▽

PR #4282, opened 2022-02-15
[vulkan] Reduce runtime host overhead

bobcao3:
... and removed an unnecessary barrier

### DIFF
--- a/taichi/backends/vulkan/runtime.cpp
+++ b/taichi/backends/vulkan/runtime.cpp
@@ -383,6 +383,7 @@ void CompiledTaichiKernel::generate_command_list(
 VkRuntime::VkRuntime(const Params &params)
     : device_(params.device), host_result_buffer_(params.host_result_buffer) {
   TI_ASSERT(host_result_buffer_ != nullptr);
+  current_cmdlist_pending_since_ = high_res_clock::now();
   init_buffers();
 }
 
@@ -536,6 +537,7 @@ void VkRuntime::launch_kernel(KernelHandle handle, RuntimeContext *host_ctx) {
   // Create new command list if current one is nullptr
   if (!current_cmdlist_) {
     ctx_buffers_.clear();
+    current_cmdlist_pending_since_ = high_res_clock::now();
     current_cmdlist_ = device_->get_compute_stream()->new_command_list();
   }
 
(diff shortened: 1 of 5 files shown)


taichi/backends/vulkan/runtime.cpp
```diff
@@ -560,6 +562,19 @@ void VkRuntime::launch_kernel(KernelHandle handle, RuntimeContext *host_ctx) {
     }
   }
 
+  // If we have accumulated some work but does not require sync
+  // and if the accumulated cmdlist has been pending for some time
+  // launch the cmdlist to start processing.
+  if (current_cmdlist_) {
+    constexpr uint64_t max_pending_time = 2000;  // 3000us = 2ms
```
qiao-bo, line 569:
```suggestion
    constexpr uint64_t max_pending_time = 2000;  // 2000us = 2ms
```

qiao-bo: btw, do we need to elaborate here why 2ms?

bobcao3: It's just a value I just decided on. (A queue submission is on the scale of 0.1ms) Doesn't seem to cause too much overhead & pretty good at overlapping CPU work with GPU especially for the JIT scenario.

taichi/backends/vulkan/vulkan_device.cpp
```diff
@@ -724,13 +744,14 @@ void VulkanCommandList::bind_resources(ResourceBinder *ti_binder) {
...
-    vkCmdBindDescriptorSets(buffer_->buffer, bind_point,
-                            current_pipeline_->pipeline_layout()->layout,
+    vkCmdBindDescriptorSets(buffer_->buffer, bind_point, pipeline_layout,
                             /*firstSet=*/0,
                             /*descriptorSetCount=*/1, &set->set,
                             /*dynamicOffsetCount=*/0,
                             /*pDynamicOffsets=*/nullptr);
     buffer_->refs.push_back(set);
+
+    last_bound_layout_ = pipeline_layout;
```
qiao-bo, line 754: this seems not used anywhere?

qiao-bo (approved):
a few nits, LGTM

taichi/backends/vulkan/vulkan_device.cpp
bobcao3: good catch

ailzhang (approved):
LGTM!

Issue #3903, opened 2021-12-29
element_shape should be treated at compile time information for ndarrays


ailzhang:
Now they're treated at runtime information. 
Repro script:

△

* _AIM OF THE TASK_
Select and copy every line of the listing with the word "params".

* _RESPONSE TO THIS TASK_
 VkRuntime::VkRuntime(const Params &params)
     : device_(params.device), host_result_buffer_(params.host_result_buffer) {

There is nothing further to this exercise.